▶ Work order: The response must contain the complete data, printed exactly.

▶ Supplied material:
PR #1201, opened 2020-05-10
Improve onKill callback

andersonfaaria:
This change will add another parameter to 'onKill' callback in creaturescript where it would return true if you (or your summon) were the one to perform the finishing blow in the target.

Very useful to avoid bugs in task systems, specially if you consider making them to count also to party members.

By default onKill runs for both mostdamagekiller and lastHit which means 1 kill can count twice

### DIFF
--- a/src/creature.cpp
+++ b/src/creature.cpp
@@ -618,7 +618,7 @@ void Creature::onDeath()
 	Creature* lastHitCreature = g_game.getCreatureByID(lastHitCreatureId);
 	Creature* lastHitCreatureMaster;
 	if (lastHitCreature) {
-		lastHitUnjustified = lastHitCreature->onKilledCreature(this);
+		lastHitUnjustified = lastHitCreature->onKilledCreature(this, true);
 		lastHitCreatureMaster = lastHitCreature->getMaster();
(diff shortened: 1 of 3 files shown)


gpedro (approved):

src/creature.cpp
```diff
@@ -618,7 +618,7 @@ void Creature::onDeath()
 	Creature* lastHitCreature = g_game.getCreatureByID(lastHitCreatureId);
 	Creature* lastHitCreatureMaster;
 	if (lastHitCreature) {
-		lastHitUnjustified = lastHitCreature->onKilledCreature(this);
+		lastHitUnjustified = lastHitCreature->onKilledCreature(this, true);
```
lgrossi, line 621: You don't really need the true here, since in the .h declaration onKilledCreature has default true for lastHit. However, I'd keep it since it's easier to understand what is going on reinforcing the true value.

lgrossi (approved):
lgtm

src/creature.cpp
andersonfaaria: it was just for making it very explicit that this are the cases where this is true.

Issue #1091, opened 2020-04-28
Gamemasters have logout/login effects even in ghostmode


andersonfaaria:
![unknown (1)](https://user-images.githubusercontent.com/8560144/80546484-1c36c680-898c-11ea-9d0f-f2fff50ef2c7.png)
![unknown](https://user-images.githubusercontent.com/8560144/80546487-1d67f380-898c-11ea-82bb-ff9917c235be.png)

PR #1202, opened 2020-05-10
fixing race condition in outfit

andersonfaaria:
condition invisible trigger a change in outfit (sparkles). They are linked in a way that you're not supposed to be invisible without the outfit. This PR is to guarantee you won't have any outfit change if you're invisible.

### DIFF
--- a/src/game.cpp
+++ b/src/game.cpp
@@ -3899,11 +3899,11 @@ void Game::internalCreatureChangeOutfit(Creature* creature, const Outfit_t& outf
 		return;
 	}
 
-	creature->setCurrentOutfit(outfit);
-
 	if (creature->isInvisible()) {
 		return;
 	}
+	
+	creature->setCurrentOutfit(outfit);
 
 	//send to clients
 	SpectatorHashSet spectators;


gpedro:
resolves #1091?

andersonfaaria:
> resolves #1091?

hi @gpedro, I'm afraid no. To fix 1091 you just need to make a check before sending the effects if the player is inghost mode.

This change is to fix another bug that I never seen anyone talking about, when you mix some changes of outfits (swim, stealth ring and changing outfit) you can achieve some weird results like having the swimming outfit outside the water or having regular outfit in water.

gerotib:
Tested, and before this pr I couldnt reproduce any invisibility + water etc bug, with this pr its just: 
1. equip stealth ring
2. walk into water
3. deequip stealth ring = youre "standing" on water and vice versa

So it actually broke that instead of fixing.

andersonfaaria:
> Tested, and before this pr I couldnt reproduce any invisibility + water etc bug, with this pr its just:
> 
> 1. equip stealth ring
> 2. walk into water
> 3. deequip stealth ring = youre "standing" on water and vice versa
> 
> So it actually broke that instead of fixing.

Thank you so much for testing it, I'll take a deeper look in all the invisibility possibilities (utana vid, stealth ring and changing outfit/mounting) before considering closing this PR. The last thing I want is to introduce a new defect hahaha

andersonfaaria:
After some detailed tests I've found out that this is indeed working as expected (before the PR). I'll close this and cancel this pull request.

▶ Reply to the exercise:
PR #1201, opened 2020-05-10
Improve onKill callback

andersonfaaria:
This change will add another parameter to 'onKill' callback in creaturescript where it would return true if you (or your summon) were the one to perform the finishing blow in the target.

Very useful to avoid bugs in task systems, specially if you consider making them to count also to party members.

By default onKill runs for both mostdamagekiller and lastHit which means 1 kill can count twice

### DIFF
--- a/src/creature.cpp
+++ b/src/creature.cpp
@@ -618,7 +618,7 @@ void Creature::onDeath()
 	Creature* lastHitCreature = g_game.getCreatureByID(lastHitCreatureId);
 	Creature* lastHitCreatureMaster;
 	if (lastHitCreature) {
-		lastHitUnjustified = lastHitCreature->onKilledCreature(this);
+		lastHitUnjustified = lastHitCreature->onKilledCreature(this, true);
 		lastHitCreatureMaster = lastHitCreature->getMaster();
(diff shortened: 1 of 3 files shown)


gpedro (approved):

src/creature.cpp
```diff
@@ -618,7 +618,7 @@ void Creature::onDeath()
 	Creature* lastHitCreature = g_game.getCreatureByID(lastHitCreatureId);
 	Creature* lastHitCreatureMaster;
 	if (lastHitCreature) {
-		lastHitUnjustified = lastHitCreature->onKilledCreature(this);
+		lastHitUnjustified = lastHitCreature->onKilledCreature(this, true);
```
lgrossi, line 621: You don't really need the true here, since in the .h declaration onKilledCreature has default true for lastHit. However, I'd keep it since it's easier to understand what is going on reinforcing the true value.

lgrossi (approved):
lgtm

src/creature.cpp
andersonfaaria: it was just for making it very explicit that this are the cases where this is true.

Issue #1091, opened 2020-04-28
Gamemasters have logout/login effects even in ghostmode


andersonfaaria:
![unknown (1)](https://user-images.githubusercontent.com/8560144/80546484-1c36c680-898c-11ea-9d0f-f2fff50ef2c7.png)
![unknown](https://user-images.githubusercontent.com/8560144/80546487-1d67f380-898c-11ea-82bb-ff9917c235be.png)

PR #1202, opened 2020-05-10
fixing race condition in outfit

andersonfaaria:
condition invisible trigger a change in outfit (sparkles). They are linked in a way that you're not supposed to be invisible without the outfit. This PR is to guarantee you won't have any outfit change if you're invisible.

### DIFF
--- a/src/game.cpp
+++ b/src/game.cpp
@@ -3899,11 +3899,11 @@ void Game::internalCreatureChangeOutfit(Creature* creature, const Outfit_t& outf
 		return;
 	}
 
-	creature->setCurrentOutfit(outfit);
-
 	if (creature->isInvisible()) {
 		return;
 	}
+	
+	creature->setCurrentOutfit(outfit);
 
 	//send to clients
 	SpectatorHashSet spectators;


gpedro:
resolves #1091?

andersonfaaria:
> resolves #1091?

hi @gpedro, I'm afraid no. To fix 1091 you just need to make a check before sending the effects if the player is inghost mode.

This change is to fix another bug that I never seen anyone talking about, when you mix some changes of outfits (swim, stealth ring and changing outfit) you can achieve some weird results like having the swimming outfit outside the water or having regular outfit in water.

gerotib:
Tested, and before this pr I couldnt reproduce any invisibility + water etc bug, with this pr its just: 
1. equip stealth ring
2. walk into water
3. deequip stealth ring = youre "standing" on water and vice versa

So it actually broke that instead of fixing.

andersonfaaria:
> Tested, and before this pr I couldnt reproduce any invisibility + water etc bug, with this pr its just:
> 
> 1. equip stealth ring
> 2. walk into water
> 3. deequip stealth ring = youre "standing" on water and vice versa
> 
> So it actually broke that instead of fixing.

Thank you so much for testing it, I'll take a deeper look in all the invisibility possibilities (utana vid, stealth ring and changing outfit/mounting) before considering closing this PR. The last thing I want is to introduce a new defect hahaha

andersonfaaria:
After some detailed tests I've found out that this is indeed working as expected (before the PR). I'll close this and cancel this pull request.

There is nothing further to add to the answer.